> [INSTRUCTIONS FOR THE TASK]: Return all the entries below exactly as they were given.

#### DATA TO PROCESS ####

Issue #2138, opened 2017-08-10
Implement treatment of HUC search result


ajrobbins:
Currently, searching and selecting a HUC from the MMW geocoder does not do anything (search Schuylkill as an example).

Jeff has created wireframes to show what should happen when a HUC search result is selected: https://marvelapp.com/33efhfb/screen/31228062

- HUC is highlighted on map
- Sidebar is switched to Select Area page
- HUC name replaces placeholder text in geocoder bar
- "Select" button appears in geocoder bar. Clicking this button sends to you analyze with the HUC as the AoI

Also: replace current geocoder bar placeholder text with "Jump to location or HUC", which hints at the HUC-searching ability and is more accurate than "Search"

PR #2147, opened 2017-08-14
Allow analyzing a boundary result from geocoder

arottersman:
## Overview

####

> [ANSWER SECTION]:
Issue #2138, opened 2017-08-10
Implement treatment of HUC search result


ajrobbins:
Currently, searching and selecting a HUC from the MMW geocoder does not do anything (search Schuylkill as an example).

Jeff has created wireframes to show what should happen when a HUC search result is selected: https://marvelapp.com/33efhfb/screen/31228062

- HUC is highlighted on map
- Sidebar is switched to Select Area page
- HUC name replaces placeholder text in geocoder bar
- "Select" button appears in geocoder bar. Clicking this button sends to you analyze with the HUC as the AoI

Also: replace current geocoder bar placeholder text with "Jump to location or HUC", which hints at the HUC-searching ability and is more accurate than "Search"

PR #2147, opened 2017-08-14
Allow analyzing a boundary result from geocoder

arottersman:
## Overview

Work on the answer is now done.